Scan the entries below and extract each line with the word "ships" in it.

======

PR #1745, opened 2026-08-30
docs(external-api): correct the unknown-field contract to prune, not 422

### LINKED ISSUE #1676: EXTERNAL_API.md claims unknown fields get a 422; they are silently pruned with a 201
## Summary

`docs/developer/EXTERNAL_API.md:311-314` says:

> The CRD schema **is the validator**. Submit unknown fields and you'll get a `422 Unprocessable
> Entity` with a K8s `Status` envelope explaining which field is wrong.

**This is wrong.** Unknown fields are **pruned with a `201`/`200`**, not rejected. The only signal is
a `Warning:` response header, which `getBackendSrv()` does not surface to callers.

This is the most dangerous shape of doc drift: it tells an implementer the platform will catch their
mistake, and it will not. Anything that writes an undeclared key reports success and loses the data.

## Evidence

Real generated CRD (`grafana-pathfinder-backend/jsonnet/pathfinder-backend/kinds/v1alpha1/interactiveguide.pathfinderbackend.ext.grafana.app.json`)
applied to a throwaway k3d cluster, then `kubectl create --raw` against the collection path:

**Undeclared keys nested in `spec.manifest`:**

```
$ kubectl create --raw ".../interactiveguides" -f probe.json
Warning: unknown field "spec.manifest.language"
Warning: unknown field "spec.manifest.recommends"
Warning: unknown field "spec.manifest.startingLocation"
Warning: unknown field "spec.manifest.stats"
Warning: unknown field "spec.manifest.targeting"
Warning: unknown field "spec.manifest.testEnvironment"
$ kubectl get interactiveguide spike-stats -n stacks-1 -o jsonpath='{.spec.manifest}'
{ "description": "typed field", "repository": "app-platform", "type": "guide" }
```

201 created. Six keys silently gone.

**Undeclared key at the top level of `spec`:**

```
$ kubectl create --raw ".../interactiveguides" -f probe.json   # spec.bogusTopLevel: "kept?"
Warning: unknown field "spec.bogusTopLevel"
$ kubectl get interactiveguide spike-topunknown -n stacks-1 -o jsonpath='{.spec}' | jq 'keys'
["blocks","id","title"]
```

Also pruned. So the claim is wrong at both nesting levels, not just inside `spec.manifest`.

## What the CRD *does* reject with a 422

Worth stating positively in the same edit, because these are real:

| Shape | Result |
|---|---|
| `manifest` with no `type` | `422 spec.manifest.type: Required value` |
| `manifest.type: "tutorial"` | `422 Unsupported value … supported values: "guide", "path", "journey"` |
| `manifest.depends: ["bare-string"]` | `422 spec.manifest.depends[0] in body must be of type array` |
| PUT with a stale `metadata.resourceVersion` | `409 Conflict` |

A **declared** field with a wrong value is a hard 422. An **undeclared** field is a silent prune.
That is the distinction the doc should draw.

## Suggested fix

Replace the 422 paragraph with the prune/reject distinction above, and state explicitly that
`additionalFields` is the only durable home for a key `#Manifest` does not declare — which the doc
already says at `:331-338` but frames as a stylistic choice rather than a hard requirement.

## Provenance

Measured while designing block-editor manifest support (scout `pf-editor-manifest-s1`).
See also the sibling drift in `grafana-pathfinder-backend/AGENTS.md:191-193`.

MFA-G:
Fixes #1676.

## What

`docs/developer/EXTERNAL_API.md` told implementers that the CRD rejects unknown fields with a `422`:

> The CRD schema **is the validator**. Submit unknown fields and you'll get a `422 Unprocessable Entity` with a K8s `Status` envelope explaining which field is wrong.

That is the opposite of what happens. Undeclared fields are **pruned** on a successful `200`/`201`; the only signal is a `Warning:` response header, which `getBackendSrv()` does not surface to callers. `422` is reserved for **declared** fields carrying a bad value.

This is the dangerous shape of doc drift: it promises the platform will catch a mistake that it will not catch, so a tool that writes an undeclared key reports success and loses the data.

## The change

Two edits, both in `EXTERNAL_API.md`:

1. Replaced the 422 paragraph with the declared-vs-undeclared distinction — rejection for a bad value in a declared field (with the three concrete `manifest` cases from the issue), silent pruning for anything undeclared, at the top level of `spec` and inside `spec.manifest` alike. It closes by naming `additionalFields` as the only durable home for an undeclared manifest key, which the doc previously framed at `:331-338` as a stylistic choice rather than a requirement.
2. Sharpened the `422` row in the errors table so the summary table doesn't restate the old claim.

Both point at the pruning behaviour the same document already documents for block fields under "Block fields the CRD doesn't declare" — the two sections previously contradicted each other, and now the new text cross-links to it.

## Consistency with the rest of the repo

The prune contract the new text describes is the one the codebase already encodes:

- `scripts/upsert-learning-path.sh:171-220` warns per resource about pruning and sweeps extension keys into `additionalFields`.
- `src/validation/upsert-script-crd-fields.test.ts` asserts that undeclared block fields disappear after a successful write.

No non-doc file needed to change; the code was right and the doc was wrong.

The sibling drift in `grafana-pathfinder-backend/AGENTS.md` is tracked separately at grafana/grafana-pathfinder-backend#84 and is out of scope here.

## Validation

- `npx prettier --check docs/developer/EXTERNAL_API.md` — passes (the errors-table column widths in the diff are prettier's own reflow after the row text changed).
- `npx jest --coverage=false src/validation/` — 914 passed. One unrelated pre-existing failure in `import-graph.test.ts` (`isNodeBuiltin('node:test')`), which is a Node-version artifact of my local Node 22 vs. the repo's `>=24` floor and fails identically on an unmodified checkout.
- Docs-only change: no runtime code, no types, no behaviour.

## AI disclosure

Drafted with AI assistance (Claude), reviewed and verified by me against the repo sources cited above before opening.

### DIFF
--- a/docs/developer/EXTERNAL_API.md
+++ b/docs/developer/EXTERNAL_API.md
@@ -308,9 +308,25 @@ The wire format is the standard Kubernetes envelope:
 | `spec.blocks`              | yes      | Array of content blocks. The full schema is owned by the CUE definition in [grafana-pathfinder-backend/kinds/interactiveguide.cue](https://github.com/grafana/grafana-pathfinder-backend/blob/main/kinds/interactiveguide.cue) — that file is the source of truth. |
 | `spec.manifest`            | no       | Package metadata: grouping, sequencing, dependencies. Absent for content-only guides. See [Manifest](#manifest).                                                                                                                                                   |
 
-The CRD schema **is the validator**. Submit unknown fields and you'll
-get a `422 Unprocessable Entity` with a K8s `Status` envelope explaining
-which field is wrong.
+The CRD schema **is the validator**, and it treats two kinds of mistake
+very differently:
+
+- A **declared** field with a bad value is rejected with a `422` and a
+  K8s `Status` envelope naming the offending field. A `manifest` without
+  `type`, a `manifest.type` outside `guide`/`path`/`journey`, and a
+  `manifest.depends` entry that is a bare string instead of a clause
+  array all fail this way.
+- An **undeclared** field is **silently pruned**, not rejected. The write
+  returns `200`/`201`, and the key is gone on the next GET. The only
+  signal is a `Warning:` response header, which `getBackendSrv()` does not
+  surface to callers. This holds at the top level of `spec` and inside
+  `spec.manifest` alike, and it is the same pruning described for blocks
+  in [Block fields the CRD doesn't declare](#block-fields-the-crd-doesnt-declare).
+
+So a successful write is not evidence that everything you sent was
+persisted. For manifest keys `#Manifest` doesn't declare,
+`additionalFields` is the only durable home — not a stylistic
+preference, but the difference between keeping the value and losing it.
 
 ### Manifest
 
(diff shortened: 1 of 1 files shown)


moxious:
Hi @MFA-G  - we'd like to take up this PR, but we require first that the CLA is signed, and that all github commits are cryptographically signed as well.  Thank you for contributing and we look forward to considering this PR.

moxious:
Hi @MFA-G -- we are interested in accepting this contribution, but per repo rules mentioned above, we can't review this PR or get it merged in until all commits are signed and the CLA is signed as well.  If you have time to return to this in the future, please feel free to re-open this PR.

Issue #1456, opened 2026-07-29
pathfinder-cli validate: cross-check snippet-ref IDs against the snippets catalog


moxious:
**Summary**

`pathfinder-cli validate` is snippet-blind: a `snippet-ref` block passes `--strict` validation with any `snippetId` string. The interactive-tutorials CI validates snippet *bodies* (`build-snippets` exits non-zero on invalid bodies) and guide *schemas* (`validate --strict` per `content.json`), but nothing cross-checks that a guide's referenced `snippetId` exists in the snippets catalog. A typo'd ref — or a guide referencing a snippet that a later PR renames or deletes — ships cleanly through CI today.

**Consequence today**

Bounded, thanks to two runtime behaviors: the snippet inliner reports `unresolvedSnippetIds`, and `prepareGuideLaunch` fails safe (`requiresGrafanaUi(...) || unresolvedSnippetIds.length > 0`), so a dangling ref renders as a broken placeholder in the sidebar — never dead interactive buttons in full screen. It's a content bug, not a surface bug (see the scoping note on #1446). But it's a content bug that publish-time validation could catch for free.

**Proposed fix**

1. Add an optional `--snippets-dir <path>` (or `--snippets-catalog <index.json>`) flag to `pathfinder-cli validate`. When present: walk the guide's blocks (including nested containers), collect `snippet-ref` `snippetId`s, and fail validation for any ID absent from the catalog built from that directory.
2. Wire it into interactive-tutorials' `validate-json.yml`: the workflow already builds the catalog to a throwaway path in the "Validate snippet bodies" step — pass that to the per-guide `validate` invocations.

Runtime resolution failures (transient network, CDN drift between guide and snippet deploys) remain possible by construction and are covered by the runtime fail-safe; this issue only closes the authoring-time door.

Found while verifying review claims on #1446.

Nikshay1:
I’ll take this. I’ll add snippet catalog cross-checking to pathfinder-cli validate, including nested snippet-ref blocks, and cover it with regression tests.

moxious:
## 🧭 Implementation readiness

**Stakes:** A guide whose `snippet-ref` names a typo'd or deleted snippet still ships through the content repository CI. A learner then sees an inert placeholder where the snippet content belongs.

**Sanity check:** The in-repository half of this issue merged as PR #1750 and its tests pass at this base. The remaining work is a CI wiring change in `grafana/interactive-tutorials`, so nobody needs to write code here.

[...]

PR #1750, opened 2026-08-31
fix(validation): validate snippet references against catalog

Nikshay1:
## What does this PR do?

Adds optional snippet-reference validation to `pathfinder-cli validate` through:

`--snippets-catalog <index.json>`

When the option is supplied, the CLI validates the generated snippets catalog and checks every `snippet-ref` in a guide against its catalog keys. References are checked at the top level and when nested inside sections, assistants, and both conditional branches.

Unknown snippet IDs are reported as normal validation errors with their exact guide path, for example:

`blocks[0].whenTrue[0].snippetId`

The catalog is loaded once per `validate` invocation and the option is forwarded through file, stdin, bundled, package, and package-tree validation.

Without `--snippets-catalog`, validation behaves exactly as before, so existing callers remain snippet-blind unless they explicitly provide a catalog.

This only adds authoring-time validation. Runtime snippet resolution and its existing fail-safe behavior are unchanged.

The corresponding `interactive-tutorials` workflow change is being made separately because it lives in another repository. It will reuse the catalog already generated by `build-snippets` and pass it to strict guide validation when available.

## Linked issue(s)

Addresses #1456

## Verification

- `npm run test:ci -- --coverage=false src/validation/snippet-references.test.ts src/cli/__tests__/validate-snippet-catalog.test.ts`
- `npm run typecheck`
- `npm run lint`
- `npm run prettier-test`
- `npm run build:cli`
- `npm run check`
- `git diff --check`
- manually verified that a known catalog reference passes
- manually verified that a missing nested reference fails with its exact `snippetId` path
- manually verified that the same guide passes when `--snippets-catalog` is omitted

## Checklist

- [x] This PR addresses a **single concern**: validating authored `snippet-ref` IDs against a supplied snippets catalog.
- [x] All commits are signed.

### DIFF
--- a/docs/developer/CLI_TOOLS.md
+++ b/docs/developer/CLI_TOOLS.md
@@ -79,6 +79,7 @@ node dist/cli/cli/index.js validate [options] [files...]
 - `--format <format>`: Output format. Options are `text` (default) or `json`.
 - `--package <dir>`: Validate a single package directory (expects `content.json` and optionally `manifest.json`).
 - `--packages <dir>`: Validate a tree of package directories recursively.
+- `--snippets-catalog <file>`: Optional generated snippet `index.json` to check every `snippet-ref` ID against. The catalog must satisfy the snippet catalog schema; a missing or invalid catalog fails validation. This option applies to file, stdin, bundled, package, and package-tree validation. Omit it when no local catalog is available.
 - File arguments accept explicit paths to JSON guide files.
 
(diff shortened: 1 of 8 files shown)


moxious (approved):



PR Review: https://github.com/grafana/grafana-pathfinder-app/pull/1750
Summary: validate snippet references against catalog
Verdict: Approve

======

> _Answer area_:
`pathfinder-cli validate` is snippet-blind: a `snippet-ref` block passes `--strict` validation with any `snippetId` string. The interactive-tutorials CI validates snippet *bodies* (`build-snippets` exits non-zero on invalid bodies) and guide *schemas* (`validate --strict` per `content.json`), but nothing cross-checks that a guide's referenced `snippetId` exists in the snippets catalog. A typo'd ref — or a guide referencing a snippet that a later PR renames or deletes — ships cleanly through CI today.
**Stakes:** A guide whose `snippet-ref` names a typo'd or deleted snippet still ships through the content repository CI. A learner then sees an inert placeholder where the snippet content belongs.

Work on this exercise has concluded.